# Title: Exploratory Data Analysis (EDA)

### Checking the Number of Rows
- **Objective**: Determine the number of rows in both CSV files.
- **Reason**: To understand the volume of data collected in each file and verify completeness.

In [2]:
import pandas as pd

df1 = pd.read_csv('climate_change_posts_streaming.csv')
df2 = pd.read_csv('climate_change_sentiment_analysis_streaming.csv')

print('climate_change_posts_streaming.csv')
print(len(df1))
print("")
print('climate_change_sentiment_analysis_streaming.csv')
print(len(df2))

climate_change_posts_streaming.csv
3973

climate_change_sentiment_analysis_streaming.csv
3973


### Checking for Duplication
- **Objective**: Identify duplicate entries in both files.
- **Reason**: Ensure data integrity and prevent redundancy during analysis.

In [3]:
df1 = pd.read_csv('climate_change_posts_streaming.csv')
df2 = pd.read_csv('climate_change_sentiment_analysis_streaming.csv')

# Count how many times each ID appears
duplicate_counts1 = df1['ID'].value_counts()
duplicate_counts2 = df2['ID'].value_counts()

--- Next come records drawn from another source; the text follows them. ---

PR #750, opened 2023-12-19
Metaschema updates

GernotMaier:
This is one of several pull requests coming up in relation to schema and data validation (probably not this week). This pull request renames and adds a file without changes in functionality.

- renaming of `metadata.schema.yml` to `metadata.metaschema.yml`: learned from Karl this week that the schemas describing other schemas are called "metaschema". Renaming will clarify this and hopefully resolves some of the confusion on the naming

- move the metaschema describing the schema for input data and model parameters from [workflows/schemas/jsonschema.yml](https://github.com/gammasim/workflows/blob/main/schemas/jsonschema.yml) into [simtools/schemas/data.metaschema.yml](simtools/schemas/data.metaschema.yml).
   - this way metaschema for data and metadata are in one central place
   - will remove the file in the workflow repository to avoid duplication (as soon as this one has merged)
   - this file will be used in future for the data validation (next step)

Changed also the examples, unit, and integration tests which read the metadata.metaschema.yml file.

### DIFF
--- a/simtools/applications/generate_default_metadata.py
+++ b/simtools/applications/generate_default_metadata.py
@@ -8,7 +8,7 @@
     ----------------------
     schema (str, optional)
         Schema file describing the input data
-        (default: simtools/schemas/metadata.schema.yml)
+        (default: simtools/schemas/metadata.metaschema.yml)
     output_file (str, optional)
         Output file name.
 
@@ -17,7 +17,7 @@
     .. code-block:: console
 
         simtools-generate-default-metadata
-            --schema simtools/schemas/metadata.schema.yml
+            --schema simtools/schemas/metadata.metaschema.yml
             --output_file default_metadata.yml
 
 
--- a/simtools/schemas/data.metaschema.yml
+++ b/simtools/schemas/data.metaschema.yml
@@ -1,0 +1,395 @@
+---
+$schema: http://json-schema.org/draft-06/schema#
+$ref: '#/definitions/SimtoolsDataAndModelParameters'
+title: SimPipe Data and Model Parameter Metaschema
+description: YAML representation of data and model parameter metaschema
+version: 0.1.0
+name: data.metaschema
+type: object
+additionalProperties: false
+
+
+definitions:
+  SimtoolsDataAndModelParameters:
+    type: object
+    additionalProperties: false
+    properties:
+      title:
+        type: string
+        description: "title for schema file"
+      version:
+        type: string
+        description: "version of this schema file (semver)"
+      base_schema:
+        type: string
+        description: "name of base schema (e.g. simpipe-schema)"
+      base_schema_url:
+        type: string
+        description: "url to base schema definition"
+      base_schema_version:
+        type: string
+        description: "version of base schema applied to this file (semver)"
+      name:
+        type: string
+        description: "name of model parameter"
+      developer_note:
+        type: string
+        description: "notes for developers"
+      short_description:
+        type: string
+        description: "short description of model parameter"
+      description:
+        type: string
+        description: "description of model parameter"
+      instrument:
+        $ref: '#/definitions/Instrument'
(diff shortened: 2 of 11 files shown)


simtools/schemas/data.metaschema.yml
GernotMaier, line 1: Note that this file has been moved without changes (apart from the title description) from https://github.com/gammasim/workflows/blob/main/schemas/jsonschema.yml

simtools/applications/generate_default_metadata.py
```diff
@@ -8,7 +8,7 @@
     ----------------------
     schema (str, optional)
         Schema file describing the input data
-        (default: simtools/schemas/metadata.schema.yml)
+        (default: simtools/schemas/metadata.metaschema.yml)
```
VictorBarbosaMartins, line 11: By doing a `grep -r "metadata.schema"` in the main directory I still see some references to `metadata.schema` in `tests/unit_tests/data_model/test_metadata_collector.py` and `tests/unit_tests/data_model/test_metadata_model.py`. I believe we want to change those too.

VictorBarbosaMartins (approved):
I have only one comment but I am already approving. As the metadata schema was simply moved from one place to another I have not checked in depth its content.

simtools/applications/generate_default_metadata.py
GernotMaier: Which one do you mean? Those like `array_coordinates.schema.yml` needs to stay, as they are actual schemas (and not schemas describing schemas).

VictorBarbosaMartins: No, I meant these lines which you can get if you run `grep -r "metadata.schema"`. These lines still refer to schema of the metadata, and we now know that they are metaschema, so it is appropriate to change the names there too:

- https://github.com/gammasim/simtools/blob/8bfda9f58c77f76f52a195ca8d6a6b9fa4fa73ef/tests/unit_tests/data_model/test_metadata_collector.py#L62
- https://github.com/gammasim/simtools/blob/8bfda9f58c77f76f52a195ca8d6a6b9fa4fa73ef/tests/unit_tests/data_model/test_metadata_collector.py#L66
- https://github.com/gammasim/simtools/blob/8bfda9f58c77f76f52a195ca8d6a6b9fa4fa73ef/tests/unit_tests/data_model/test_metadata_model.py#L22-L24

GernotMaier: I think you have a different or outdated branch on disk, I cannot find these issues. Can you check again?

VictorBarbosaMartins:
Ok, the grep I did in the right branch but I copied the lines above from main. Then let me be clearer about my suggestion:

I would replace all the references to `schema` in [simtools/data_model/metadata_collector.py](https://github.com/gammasim/simtools/blob/bc06d57910525a252b9abe9bd45f5f25aa0a6899/simtools/data_model/metadata_collector.py) to `meta_schema`. These names are in attributes and methods. For example, 

https://github.com/gammasim/simtools/blob/bc06d57910525a252b9abe9bd45f5f25aa0a6899/simtools/data_model/metadata_collector.py#L49-L50

should become
```
        self.meta_schema_file = None
        self.meta_schema_dict = None
```

These changes would have to be propagated to the tests as well.

The same would happen to `simtools/data_model/metadata_model.py`, for example, in :

https://github.com/gammasim/simtools/blob/bc06d57910525a252b9abe9bd45f5f25aa0a6899/simtools/data_model/metadata_model.py#L39

would become

```
    meta_schema, meta_schema_file = _load_meta_schema(meta_schema_file)

```

GernotMaier:
The variable should stay as `schema` only, without the `meta` - this code is working for both schema and metaschema files and therefore kept as it is. Is this ok?

VictorBarbosaMartins:
Ok, if you prefer this way. But note the name of files are referring to metadata only.

PR #752, opened 2023-12-19
Reading of metadata from table header; validation of input data; introduction of data_reader

GernotMaier:
Improves reading of input data and metadata and validation of schema:

- metadata can now be read as an additional option from an astropy table header (table.meta); before: metadata had to be given as separate yaml file.
- reading of astropy table now through a generic module [simtools/data_model/data_reader.py](simtools/data_model/data_reader.py), which provides both reading of input data and metadata plus validation. In the simplest case, this command will return a table which has been verified against a schema listed in the table.meta of the ecsv file:

```
table = data_reader.read_table_from_file(file_name=telescope_list_file, validate=True)
```

This will be extended in future to reading of json-type structures (as given for single values from the DB), so don't worry about a single-function module in this case of simtools/data_model/data_reader.py.

This brought up the follow issue:

- the schema validation of the input files revealed that many of the test files don't follow the expected standards (`pos_x` vs `position_x` etc.). This is fixed now, but quite a number of layout files have been touched. **You only have to look at one during the review!**

This pull requests tries also to improve the coverage of the unit tests for the modules touched.


simtools/data_model/metadata_collector.py
```diff
@@ -35,7 +38,7 @@ class MetadataCollector:
 
     """
 
-    def __init__(self, args_dict, data_model_name=None):
+    def __init__(self, args_dict, metadata_file_name=None, data_model_name=None):
```
GernotMaier, line 41: This covers the case where the meatdata_collector is not called from an application with all in the required information in `args_dict`. Use `metadata_file_name`, we can simple read a file and extract the metadata.

simtools/data_model/metadata_model.py
```diff
@@ -66,9 +66,7 @@ def get_default_metadata_dict(schema_file=None, observatory="CTA"):
 
     """
```
GernotMaier, line 68: This debug statement was duplicated, as exactly the same one is printed in _load_schema

GernotMaier:
@VictorBarbosaMartins - ignore the failing test for docker-simtools. This is related to #755 and is solved elsewhere.

simtools/data_model/metadata_collector.py
```diff
@@ -228,23 +248,46 @@ def _read_input_metadata_from_file(self):
...
+                    in_yaml=metadata_file_name, in_dict=None
+                )
+            except (gen.InvalidConfigData, FileNotFoundError):
+                self._logger.error("Failed reading metadata from %s", metadata_file_name)
+                raise
+        # metadata from table meta in ecsv file
+        elif Path(metadata_file_name).suffix == ".ecsv":
+            try:
+                _input_metadata = {observatory: Table.read(metadata_file_name).meta[observatory]}
+            except (FileNotFoundError, KeyError):
```
VictorBarbosaMartins, line 283: In general my impression is that we are too acceptive with the errors without distinguishing between them. For example, FileNotFoundError and KeyError are pretty different errors, and it would help to deal with these cases separately, as we are not limited to one `except` statement.

simtools/data_model/metadata_model.py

# Filter IDs that appear more than once
duplicate_ids1 = duplicate_counts1[duplicate_counts1 > 1]
print('climate_change_posts_streaming.csv')
print(f"Duplicate IDs:\n{duplicate_ids1}")
print("")
duplicate_ids2 = duplicate_counts2[duplicate_counts2 > 1]
print('climate_change_sentiment_analysis_streaming.csv')
print(f"Duplicate IDs:\n{duplicate_ids2}")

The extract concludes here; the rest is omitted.